How Health-System Pharmacists Can Improve Adherence in ACS Patients
Some of the ways pharmacists can use motivational interviewing to improve adherence in ACS patients.
Jane Doe experiences acute coronary syndrome (ACS), heads to the hospital, and is faced with a barrage of new medical terms she’s never heard of, explanations about the ACS event from physicians, plus medications and instructions from the pharmacist.

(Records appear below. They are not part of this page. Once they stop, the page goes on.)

PR #2308, opened 2017-01-24
Add routingTrigger when a site has routing enabled. 

safihamid:
This is needed for scale decisions.


davidebbo:
Looks good. Is current scale controller already able to handle this (or ignore gracefully)? Kudu will likely be deployed in next day or two, so need to make sure it doesn't cause problem with current scale controller bits.

safihamid:
Yes it will be handled by current scale controller. so we are fine.

davidebbo:
Rebased and merged.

She may leave the hospital with 4 or 5 new medications and may not fully understand how to use them or what their purpose is. That’s where pharmacists can step in to be proactive about her adherence and to manage her health literacy.
Christopher Betz, PharmD, BCPS, FKSHP, FASHP, a professor at Sullivan University College of Pharmacy, told Pharmacy Times that some of the ways pharmacists can use motivational interviewing to improve adherence in ACS patients.

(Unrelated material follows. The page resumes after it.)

Issue #2309, opened 2017-01-25
Linux: Kudu uses wrong path separator in $PATH


nickwalkmsft:
On startup, Kudu prepends a bunch of computed paths to the PATH environment variable. It uses ";" as the path separator, which works on Windows but is broken on Linux.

“Adherence is key with outcomes of acute coronary syndrome,” Dr. Betz said, whether it’s dual antiplatelet therapy, statins, or beta-blockers. “If they’re not adhering to it, we’re going to have another event.”
Dr. Betz uses the OARS technique to ensure patients understand and follow their medication regimen:
“O” stands for open-ended questions.
They can help form a partnership between the pharmacist and patient during motivational interviewing. Dr. Betz suggested that giving patients time to explain what they’re thinking can also help the pharmacist gauge their ability to be adherent.
“A” stands for affirmation.
“It’s so much easier to have someone change their behavior if you tell them what they’re doing well first,” Dr. Betz said. “No one likes to be told what they’re doing is wrong.”
He suggested starting the conversation off by listing what the patient is doing correctly, then focusing on where he or she can make improvements.
“R” stands for reflective listening.
This is where pharmacists’ empathy comes in. Through reflective listening, pharmacists can better understand what issues the patient is concerned about, and they can also build a stronger connection. One way to show reflective listening is to use a phrase like, “It sounds like X is happening, which I understand can be frustrating. Do I have that right?”
“S” stands for summary.
Dr. Betz pointed out that this can also work as a teach-back strategy to make sure patients understand what they’re supposed to be doing with their new treatments and to measure their buy-in to the medication regimen.
“If they say they can’t do it, changes can be made before they’re discharged,” he said.
Beyond the OARS method, pharmacists can help their ACS patients by assessing their health literacy.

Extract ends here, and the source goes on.